ASSIGNMENT | Copy the records below word for word, leaving out nothing.

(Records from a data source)
• • •

PR #889, opened 2018-09-06
Eliminate locking from postings lists

prateek:
All the segments/readers do the necessary locking external to the postings list, so we don't need the locking inside the postings lists on top of that.

### DIFF
--- a/src/m3ninx/postings/roaring/roaring.go
+++ b/src/m3ninx/postings/roaring/roaring.go
@@ -22,7 +22,6 @@ package roaring
 
 import (
 	"errors"
-	"sync"
 
 	"github.com/m3db/m3/src/m3ninx/postings"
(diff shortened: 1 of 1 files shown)


src/m3ninx/postings/roaring/roaring.go
```diff
@@ -37,9 +36,8 @@ var (
 	errIteratorClosed        = errors.New("iterator has been closed")
 )
 
-// postingsList wraps a Roaring Bitmap with a mutex for thread safety.
+// postingsList wraps a Roaring Bitmap with the m3ninx pl API.
```
jeromefroe: worth calling out that it's not goroutine-safe?

prateek: Sure, will do in a follow up change.

PR #890, opened 2018-09-06
Add option and enable by default downsampling all metrics for an aggregated cluster namespace

robskillington:


src/query/server/server.go
```diff
@@ -319,6 +324,38 @@ func newDownsampler(
...
+	logger *zap.Logger,
+) []downsample.MappingRule {
+	var autoMappingRules []downsample.MappingRule
+	for _, namespace := range namespaces {
+		opts := namespace.Options()
+		attrs := opts.Attributes()
+		if attrs.MetricsType == storage.AggregatedMetricsType {
+			downsampleOpts, err := opts.DownsampleOptions()
+			if err != nil {
+				logger.Fatal("unable to resolve downsample options",
```
prateek: nit: could you bubble the error up and fatal in main/run

docs/integrations/prometheus.md
```diff
@@ -32,7 +32,8 @@ clusters:
 # We created a namespace called "default" and had set it to retention "48h".
        - namespace: default
          retention: 48h
-         storageMetricsType: unaggregated
+         resolution: 1m
```
prateek: maybe add a little blurb that this is optional and what it does

src/cmd/services/m3coordinator/downsample/downsampler.go
```diff
@@ -63,7 +63,8 @@ func NewDownsampler(
 
 func (d *downsampler) NewMetricsAppender() MetricsAppender {
 	return newMetricsAppender(metricsAppenderOptions{
-		agg:                     d.agg.aggregator,
+		agg: d.agg.aggregator,
```
prateek: weird that this didn't align, did `go fmt` break on this?

docs/integrations/prometheus.md
robskillington: Hm, this was an oopsy, I didn't mean to make this aggregated hah.

src/query/server/server.go
robskillington: Sure thing.

src/cmd/services/m3coordinator/downsample/downsampler.go
robskillington: Honestly, no idea.  `gofmt` was the tool that aligned it like this.  Let's just leave it for now since that how it wants to align it?

prateek: yep fair enough

docs/integrations/prometheus.md
```diff
@@ -32,7 +32,7 @@ clusters:
 # We created a namespace called "default" and had set it to retention "48h".
        - namespace: default
          retention: 48h
-         storageMetricsType: unaggregated
+         type: unaggregated
```
prateek: is this going to be b/w compatible? main concern is if skipping specifying this field be the same as `unaggregated`?

src/query/storage/local/config.go
```diff
@@ -66,10 +69,23 @@ func (c ClusterStaticConfiguration) newClient(
 // ClusterStaticNamespaceConfiguration describes the namespaces in a
 // static cluster.
 type ClusterStaticNamespaceConfiguration struct {
-	Namespace          string              `yaml:"namespace"`
-	StorageMetricsType storage.MetricsType `yaml:"storageMetricsType"`
-	Retention          time.Duration       `yaml:"retention" validate:"nonzero"`
-	Resolution         time.Duration       `yaml:"resolution" validate:"min=0"`
+	Namespace  string                                         `yaml:"namespace"`
+	Type       storage.MetricsType                            `yaml:"type"`
```
prateek: re: our conversation about deprecated, looks like there is a convention for this in Go already: https://go-review.googlesource.com/c/blog/+/18956/2/content/godoc-documenting-go-code.article

robskillington:
Did not mean to "dismiss stale review" and will land this based on @prateek sign off.

PR #1216, opened 2018-11-28
Support m3msg server with messageFn

cw9:
Currently, we encode the aggregated metric in msgpack format and msgpack decoding iterator can be reused per consumer/connection, so we have m3msg server implementation that takes in lambda to process consumer/connection.

In the future we plan to encode aggregated metrics in protoub format, which no longer reuses decoder per consumer/connection, so I implemented the m3msg server to accept message lambda which is easier for users who don't need the consumer/connection level control to use.

### DIFF
--- a/src/msg/consumer/options.go
+++ b/src/msg/consumer/options.go
@@ -21,6 +21,7 @@
 package consumer
 
 import (
+	"errors"
 	"time"
 
 	"github.com/m3db/m3/src/msg/protocol/proto"
@@ -142,6 +143,7 @@ func (opts *options) SetInstrumentOptions(value instrument.Options) Options {
 
 type serverOptions struct {
 	consumeFn ConsumeFn
+	messageFn MessageFn
 	sOpts     server.Options
 	cOpts     Options
 }
@@ -164,6 +166,16 @@ func (opts *serverOptions) SetConsumeFn(value ConsumeFn) ServerOptions {
 	return &o
 }
 
+func (opts *serverOptions) MessageFn() MessageFn {
+	return opts.messageFn
+}
+
+func (opts *serverOptions) SetMessageFn(value MessageFn) ServerOptions {
+	o := *opts
+	o.messageFn = value
+	return &o
+}
+
 func (opts *serverOptions) ServerOptions() server.Options {
 	return opts.sOpts
 }
@@ -182,4 +194,14 @@ func (opts *serverOptions) SetConsumerOptions(value Options) ServerOptions {
 	o := *opts
 	o.cOpts = value
 	return &o
+}
+
+func (opts *serverOptions) Validate() error {
+	if opts.consumeFn == nil && opts.messageFn == nil {
+		return errors.New("no consumeFn nor messageFn defined")
+	}
+	if opts.consumeFn != nil && opts.messageFn != nil {
+		return errors.New("both consumeFn and messageFn defined")
+	}
+	return nil
 }
--- a/src/msg/consumer/options.go
+++ b/src/msg/consumer/options.go
@@ -21,13 +21,11 @@
 package consumer
 
 import (
-	"errors"
 	"time"
 
 	"github.com/m3db/m3/src/msg/protocol/proto"
 	"github.com/m3db/m3x/instrument"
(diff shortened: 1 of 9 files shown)


andrewmains12:
What's the context for this?

src/msg/consumer/options.go
```diff
@@ -164,6 +166,16 @@ func (opts *serverOptions) SetConsumeFn(value ConsumeFn) ServerOptions {
 	return &o
 }
 
+func (opts *serverOptions) MessageFn() MessageFn {
+	return opts.messageFn
+}
+
+func (opts *serverOptions) SetMessageFn(value MessageFn) ServerOptions {
+	o := *opts
+	o.messageFn = value
```
andrewmains12: What's the distinction between `consumeFn` and `messageFn`? What's `messageFn` intended to do?

src/msg/consumer/types.go
```diff
@@ -118,6 +118,9 @@ type Options interface {
 // ConsumeFn processes the consumer.
 type ConsumeFn func(c Consumer)
 
+// MessageFn processes the message.
+type MessageFn func(m Message)
```
andrewmains12: Nit: doc string could maybe use a bit more detail--what sort of processing is it intended to do?

cw9:
> What's the context for this?

Added more description to the pr

src/msg/consumer/options.go
cw9: Both `consumeFn` and `messageFn` needs to be implemented by user, if the user wants to process the consumer then they can pass in a `consumeFn`, this is useful when users can reuse resource on consumer level. When users don't care about controlling the consumer, they could simply pass in a `messageFn` that processes the message.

• • •

YOUR SOLUTION |
PR #889, opened 2018-09-06
Eliminate locking from postings lists

prateek:
All the segments/readers do the necessary locking external to the postings list, so we don't need the locking inside the postings lists on top of that.

### DIFF
--- a/src/m3ninx/postings/roaring/roaring.go
+++ b/src/m3ninx/postings/roaring/roaring.go
@@ -22,7 +22,6 @@ package roaring
 
 import (
 	"errors"
-	"sync"
 
 	"github.com/m3db/m3/src/m3ninx/postings"
(diff shortened: 1 of 1 files shown)


src/m3ninx/postings/roaring/roaring.go
```diff
@@ -37,9 +36,8 @@ var (
 	errIteratorClosed        = errors.New("iterator has been closed")
 )
 
-// postingsList wraps a Roaring Bitmap with a mutex for thread safety.
+// postingsList wraps a Roaring Bitmap with the m3ninx pl API.
```
jeromefroe: worth calling out that it's not goroutine-safe?

prateek: Sure, will do in a follow up change.

PR #890, opened 2018-09-06
Add option and enable by default downsampling all metrics for an aggregated cluster namespace

robskillington:


src/query/server/server.go
```diff
@@ -319,6 +324,38 @@ func newDownsampler(
...
+	logger *zap.Logger,
+) []downsample.MappingRule {
+	var autoMappingRules []downsample.MappingRule
+	for _, namespace := range namespaces {
+		opts := namespace.Options()
+		attrs := opts.Attributes()
+		if attrs.MetricsType == storage.AggregatedMetricsType {
+			downsampleOpts, err := opts.DownsampleOptions()
+			if err != nil {
+				logger.Fatal("unable to resolve downsample options",
```
prateek: nit: could you bubble the error up and fatal in main/run

docs/integrations/prometheus.md
```diff
@@ -32,7 +32,8 @@ clusters:
 # We created a namespace called "default" and had set it to retention "48h".
        - namespace: default
          retention: 48h
-         storageMetricsType: unaggregated
+         resolution: 1m
```
prateek: maybe add a little blurb that this is optional and what it does

src/cmd/services/m3coordinator/downsample/downsampler.go
```diff
@@ -63,7 +63,8 @@ func NewDownsampler(
 
 func (d *downsampler) NewMetricsAppender() MetricsAppender {
 	return newMetricsAppender(metricsAppenderOptions{
-		agg:                     d.agg.aggregator,
+		agg: d.agg.aggregator,
```
prateek: weird that this didn't align, did `go fmt` break on this?

docs/integrations/prometheus.md
robskillington: Hm, this was an oopsy, I didn't mean to make this aggregated hah.

src/query/server/server.go
robskillington: Sure thing.

src/cmd/services/m3coordinator/downsample/downsampler.go
robskillington: Honestly, no idea.  `gofmt` was the tool that aligned it like this.  Let's just leave it for now since that how it wants to align it?

prateek: yep fair enough

docs/integrations/prometheus.md
```diff
@@ -32,7 +32,7 @@ clusters:
 # We created a namespace called "default" and had set it to retention "48h".
        - namespace: default
          retention: 48h
-         storageMetricsType: unaggregated
+         type: unaggregated
```
prateek: is this going to be b/w compatible? main concern is if skipping specifying this field be the same as `unaggregated`?

src/query/storage/local/config.go
```diff
@@ -66,10 +69,23 @@ func (c ClusterStaticConfiguration) newClient(
 // ClusterStaticNamespaceConfiguration describes the namespaces in a
 // static cluster.
 type ClusterStaticNamespaceConfiguration struct {
-	Namespace          string              `yaml:"namespace"`
-	StorageMetricsType storage.MetricsType `yaml:"storageMetricsType"`
-	Retention          time.Duration       `yaml:"retention" validate:"nonzero"`
-	Resolution         time.Duration       `yaml:"resolution" validate:"min=0"`
+	Namespace  string                                         `yaml:"namespace"`
+	Type       storage.MetricsType                            `yaml:"type"`
```
prateek: re: our conversation about deprecated, looks like there is a convention for this in Go already: https://go-review.googlesource.com/c/blog/+/18956/2/content/godoc-documenting-go-code.article

robskillington:
Did not mean to "dismiss stale review" and will land this based on @prateek sign off.

PR #1216, opened 2018-11-28
Support m3msg server with messageFn

cw9:
Currently, we encode the aggregated metric in msgpack format and msgpack decoding iterator can be reused per consumer/connection, so we have m3msg server implementation that takes in lambda to process consumer/connection.

In the future we plan to encode aggregated metrics in protoub format, which no longer reuses decoder per consumer/connection, so I implemented the m3msg server to accept message lambda which is easier for users who don't need the consumer/connection level control to use.

### DIFF
--- a/src/msg/consumer/options.go
+++ b/src/msg/consumer/options.go
@@ -21,6 +21,7 @@
 package consumer
 
 import (
+	"errors"
 	"time"
 
 	"github.com/m3db/m3/src/msg/protocol/proto"
@@ -142,6 +143,7 @@ func (opts *options) SetInstrumentOptions(value instrument.Options) Options {
 
 type serverOptions struct {
 	consumeFn ConsumeFn
+	messageFn MessageFn
 	sOpts     server.Options
 	cOpts     Options
 }
@@ -164,6 +166,16 @@ func (opts *serverOptions) SetConsumeFn(value ConsumeFn) ServerOptions {
 	return &o
 }
 
+func (opts *serverOptions) MessageFn() MessageFn {
+	return opts.messageFn
+}
+
+func (opts *serverOptions) SetMessageFn(value MessageFn) ServerOptions {
+	o := *opts
+	o.messageFn = value
+	return &o
+}
+
 func (opts *serverOptions) ServerOptions() server.Options {
 	return opts.sOpts
 }
@@ -182,4 +194,14 @@ func (opts *serverOptions) SetConsumerOptions(value Options) ServerOptions {
 	o := *opts
 	o.cOpts = value
 	return &o
+}
+
+func (opts *serverOptions) Validate() error {
+	if opts.consumeFn == nil && opts.messageFn == nil {
+		return errors.New("no consumeFn nor messageFn defined")
+	}
+	if opts.consumeFn != nil && opts.messageFn != nil {
+		return errors.New("both consumeFn and messageFn defined")
+	}
+	return nil
 }
--- a/src/msg/consumer/options.go
+++ b/src/msg/consumer/options.go
@@ -21,13 +21,11 @@
 package consumer
 
 import (
-	"errors"
 	"time"
 
 	"github.com/m3db/m3/src/msg/protocol/proto"
 	"github.com/m3db/m3x/instrument"
(diff shortened: 1 of 9 files shown)


andrewmains12:
What's the context for this?

src/msg/consumer/options.go
```diff
@@ -164,6 +166,16 @@ func (opts *serverOptions) SetConsumeFn(value ConsumeFn) ServerOptions {
 	return &o
 }
 
+func (opts *serverOptions) MessageFn() MessageFn {
+	return opts.messageFn
+}
+
+func (opts *serverOptions) SetMessageFn(value MessageFn) ServerOptions {
+	o := *opts
+	o.messageFn = value
```
andrewmains12: What's the distinction between `consumeFn` and `messageFn`? What's `messageFn` intended to do?

src/msg/consumer/types.go
```diff
@@ -118,6 +118,9 @@ type Options interface {
 // ConsumeFn processes the consumer.
 type ConsumeFn func(c Consumer)
 
+// MessageFn processes the message.
+type MessageFn func(m Message)
```
andrewmains12: Nit: doc string could maybe use a bit more detail--what sort of processing is it intended to do?

cw9:
> What's the context for this?

Added more description to the pr

src/msg/consumer/options.go
cw9: Both `consumeFn` and `messageFn` needs to be implemented by user, if the user wants to process the consumer then they can pass in a `consumeFn`, this is useful when users can reuse resource on consumer level. When users don't care about controlling the consumer, they could simply pass in a `messageFn` that processes the message.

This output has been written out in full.